“Women: Be Strong, Be Yourselves, but Don’t You Dare Be Traditional!”

The message of today’s powerful and influential women is this: “Girls, you can do anything! You can accomplish your dreams! Go out there and make your mark on the world! But if you choose to do so by suggesting that being a wife and a mother is a good thing, we’ll call you nasty names and tell everyone that they shouldn’t listen to you!”

This is reality for actress Kirsten Dunst right now, whose recent remarks about gender roles have landed her in some hot water with the feminist elite. Now, I’m not saying that Kirsten Dunst is necessarily the authority on how women should live; I wouldn’t call her the ideal role model. I think she’s a good actress, and I’ve enjoyed watching her when I’ve seen her movies. She has also made some mistakes.

But what she had to say was pretty good:

“I feel like the feminine has been a little undervalued. We all have to get our own jobs and make our own money, but staying at home, nurturing, being the mother, cooking – it’s a valuable thing my mum created. And sometimes, you need your knight in shining armour. I’m sorry. You need a man to be a man and a woman to be a woman. That’s why relationships work.”

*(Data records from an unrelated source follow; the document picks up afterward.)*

Issue #1089, opened 2016-06-01
Errors using v6 standalone builds


eddywashere:
I've been trying to set up a simple codepen/jsbin with the v6 alpha version but I kept running into errors. I had a feeling there was something missing in the standalone umd build but couldn't pin it down to something specific.

I did an `npm run build` from scratch, based off of the `v6.0.0-alpha.14` tag and noticed there were fewer dependencies included in the webpack build. See diff https://www.diffchecker.com/wvbidnqd

I tried out the dist files from that build and sure enough it worked fine.

Examples:

- [v6.0.0-alpha.14](https://npmcdn.com/redux-form@6.0.0-alpha.14/dist/redux-form.js) - [codepen](http://s.codepen.io/eddywashere/debug/pbvZdx) (broken example)
- [v6.0.0-alpha.14-updated](https://d3g7hm1jmpcdis.cloudfront.net/redux-form-v6.0.14.updated.js) - [codepen](http://s.codepen.io/eddywashere/debug/bpXeLP) (working example)

fusepilot:
Just ran into this same problem trying to create a repo on codepen for another issue.

If you downgrade the redux-form to ````https://npmcdn.com/redux-form@6.0.0-alpha.13/dist/redux-form.js```` it won't throw an error, but the text fields then don't accept user input.

jayphelps:
Receiving the same error using UMD build: http://jsbin.com/hawema/1/edit?js,output

```
TypeError: Cannot read property 'length' of undefined
    at arraySome (redux-form.js:6430)
    at redux-form.js:4001
    at a.configureFinalMapState (react-redux.min.js:1)
    at a.computeStateProps (react-redux.min.js:1)
    at a.updateStatePropsIfNeeded (react-redux.min.js:1)
    at a.render (react-redux.min.js:1)
    at ReactCompositeComponentMixin._renderValidatedComponentWithoutOwnerOrContext (12726956_279572999043766_1590663715_n.js:6491)
    at ReactCompositeComponentMixin._renderValidatedComponent (12726956_279572999043766_1590663715_n.js:6517)
    at ReactCompositeComponentMixin.performInitialMount (12726956_279572999043766_1590663715_n.js:6027)
    at ReactCompositeComponentMixin.mountComponent (12726956_279572999043766_1590663715_n.js:5920)
```

I need to report some v6 bugs and discuss feature issues, but without being able to create a JSBin makes it rather awkward to explain.

erikras:
[...]

PR #1136, opened 2016-06-10
fix(type=number): Don't parseFloat empty value strings, they NaN

jayphelps:
#1100 added automatic number parsing of `<input type="number">` fields but if the field is empty it currently applies `parseFloat` to an empty string, which produces `NaN` which could be argued either way as right or wrong, but this has the consequence of making the `<input>` warn in Google Chrome with:

> The specified value "NaN" is not a valid number. The value must match to the following regular expression: -?(\d+|\d+\.\d+|\.\d+)([eE][-+]?\d+)?

This happens on every re-render, once that field has been touched. Using `undefined` also invokes the warning, the only thing that doesn't is the default empty string or a string that is a valid number.

Because of #1089 I can't create a JSBin to reproduce, but here's some code:

```js
console.clear();

const { createStore, combineReducers } = Redux;
const { Provider } = ReactRedux;
const { reduxForm, Field, reducer: form } = ReduxForm;

/////////////////////////////////////////////////

const Form = reduxForm({
  form: 'example-form'
})(
  () =>
    <div>
      <Field name="count" type="number" component="input" />
    </div>
);

/////////////////////////////////////////////////


const store = createStore(
  combineReducers({ form })
);


ReactDOM.render(
  <Provider store={store}>
    <Form />
  </Provider>,
  document.getElementById('app')
);
```

If it's too awkward now the value might be an empty string or a parsed number, I think removing the parsing number behavior altogether is probably the right call. Then the behavior is the same as the browser. Especially because `parseFloat` has [known quirks](http://stackoverflow.com/a/13676265/1770633) that may causes issues in browsers that don't actually restrict you from typing non-number characters in the input (like Chrome does). e.g. they type `'1-dal@41'` and `parseFloat('1-dal@41') === 1`

### DIFF
--- a/src/events/__tests__/getValue.spec.js
+++ b/src/events/__tests__/getValue.spec.js
@@ -101,7 +101,7 @@ describe('getValue', () => {
     }, false)).toBe(false)
   })
 
-  it('should return a number type for numeric inputs', () => {
+  it('should return a number type for numeric inputs, when a value is set', () => {
     expect(getValue({
       preventDefault: noop,
       stopPropagation: noop,
@@ -134,6 +134,15 @@ describe('getValue', () => {
         value: '3.1415'
       }
     }, false)).toBe(3.1415)
+
+    expect(getValue({
+      preventDefault: noop,
+      stopPropagation: noop,
+      target: {
+        type: 'range',
+        value: ''
+      }
+    }, false)).toBe('')
   })
 
   it('should return event.target.files if file', () => {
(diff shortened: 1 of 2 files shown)


erikras:

antoinerousseau:
It also happens to me when I use a decimal separator that is accepted by Chrome but is not valid JS, e.g. if I try to type `12.3` with a French locale, since the separator should be `.`, the fields empties when I type `.` and I get the same alert than you.

gif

See, it was good because it was true. It is valuable when a woman stays home and cares for her home and her family and raises her children. I don’t even need to show you all the research that says that stay at home moms are good for their kids; common sense should tell us that it is a good thing when children are raised by a responsible mom who lovingly cares for her family and household. I’m not even saying that it is bad for a woman to have a career and go to work – and neither is Kirsten, by the way. I’m just saying that she is right that it is a valuable thing.

But the even deeper truth she expressed is that there is such a thing as differences between men and women, and relationships work because of those differences, not in spite of them. In fact, the differences that exist between men and women were intended by our Creator to make relationships great!

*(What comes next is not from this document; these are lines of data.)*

PR #1141, opened 2016-06-12
V6 - ShallowEqual need nextState

Darmody:
Because `shallowequal(undefined, null) === false`, should add mssing `nextState` param to `shallowCompare`

I believe some rerender cases are caused by this problem.

### DIFF
--- a/src/Field.js
+++ b/src/Field.js
@@ -16,7 +16,10 @@ const createField = ({ deepEqual, getIn, setIn }) => {
       this.normalize = this.normalize.bind(this)
     }
 
-    shouldComponentUpdate(nextProps, nextState) {
+    shouldComponentUpdate(nextProps, nextState, nextContext) {
+      if (this.context._reduxForm.syncErrors !== nextContext._reduxForm.syncErrors) {
+        return true
+      }
       return shallowCompare(this, nextProps, nextState)
     }
 
@@ -87,7 +90,7 @@ const createField = ({ deepEqual, getIn, setIn }) => {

That’s why this is a real issue for the feminist elite. Kirsten said something true. That was her real crime. And as all do who speak the truth, she received backlash from the people who “suppress the truth by their wickedness” (Romans 1:18).

So, I would encourage Kirsten Dunst and anyone else who has faced opposition for saying that traditional gender roles are good to join me in making this bold statement to the feminist elite: “Whatever.”

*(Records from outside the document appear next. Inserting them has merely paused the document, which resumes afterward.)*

PR #1154, opened 2016-06-13
Prioritizing custom dispatch over global dispatch

tomkis1:
As [we discussed on twitter](https://twitter.com/tomkisw/status/742364129915240452) I believe that `redux-form` should prioritize `dispatch` which has been passed via props over global `connect`ed dispatch. The implementation is rather trivial and involves simple unit test.

Please, do you feel like this might be an issue? I am open to any improvements / suggestions.

### DIFF
--- a/src/ConnectedField.js
+++ b/src/ConnectedField.js
@@ -55,7 +55,6 @@ const createConnectedField = ({
     _reduxForm: PropTypes.object
   }
 
-  const actions = mapValues({ blur, change, focus }, actionCreator => actionCreator.bind(null, name))
   const connector = connect(
     (state, ownProps) => {
       const initial = getIn(getFormState(state), `initial.${name}`) || propInitialValue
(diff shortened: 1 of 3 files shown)


src/ConnectedField.js
```diff
@@ -72,7 +71,10 @@ const createConnectedField = ({
         _value: ownProps.value // save value passed in (for checkboxes)
       }
     },
-    actions,
+    (dispatch, initialProps) => mapValues({ blur, change, focus }, actionCreator => (...args) => {
```
ooflorent: This is really suboptimal. Action creators will be rebound on every render. Maybe we could assert that `dispatch` would never change and ACs once:

```js
(initialDispatch, initialProps) => {
  const dispatch = initialProps.dispatch || initialDispatch
  const boundActions = boundActionCreators(actions, dispatch)

  return () => boundActions
}
```

tomkis1: Well that's a tradeoff, I could imagine some use-cases where user would be forced to change the dispatch over life time of the component. However, what we could rather do, was some memoization.

PR #1178, opened 2016-06-17
Add newer v6 alpha links

mikepugh:


ooflorent:
Thanks! Looks good to me.

ooflorent:
Thanks!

No matter how much they rage, they will never be able to change nature. Men will still be men, women will still be women. So whatever. Say what they will, their opinion doesn’t change reality.

The only thing they can really accomplish is changing how people think about these things. And that’s where all of us can play a really positive role. See, if we let these bullies have their way, then our young women are going to grow up in a culture where they are told day after day that traditional roles are bad, being a homemaker is bad, caring for your family is bad, and the only good you can do is to go make a name for yourself in a career and live selfishly and try to be as much like a man as possible. Where is that going to get us?

I don’t think we want that. So let’s not let them give it to us. Let’s fight back a little. You know where that starts? It starts with you.

This weekend is Palm Sunday, but at my church it is also Confirmation Weekend. That means we have a whole bunch of young men and women who have spent years learning the truths of the Christian faith, and tomorrow will stand up and say they believe it, and they want to keep believing it for their whole lives. It’s a pretty cool thing.

But when I look at some of those young women, I know that many of them are going to struggle with what it means to be a Christian woman who puts into practice the Word she professes. They are going to hear stories like this and wonder what to think. Is it still good to be a mom and wife, or do I need to go and make a name for myself? Can I love my husband and my children and be feminine and still be considered strong?

Here’s the message we need to send those young women: “It is a blessed thing to raise a godly family! If having a career fulfills you, by all means, pursue it! But don’t ever, ever let someone convince you that it is more noble to do so than to raise a family. If doing something notable in the world appeals, by all means, do something notable! But don’t ever, ever let someone convince you that embracing the role God has given you as a woman makes you less notable.”

This isn’t really about life choices, whether a woman chooses to work outside the home or stay home and cook, clean, and raise children. Those are choices God has given. It is about whether or not we are going to raise our girls with a worldview that says that the way God has designed gender and the family is a positive thing and that it is good to live it out. Because they certainly aren’t going to be taught that by the world.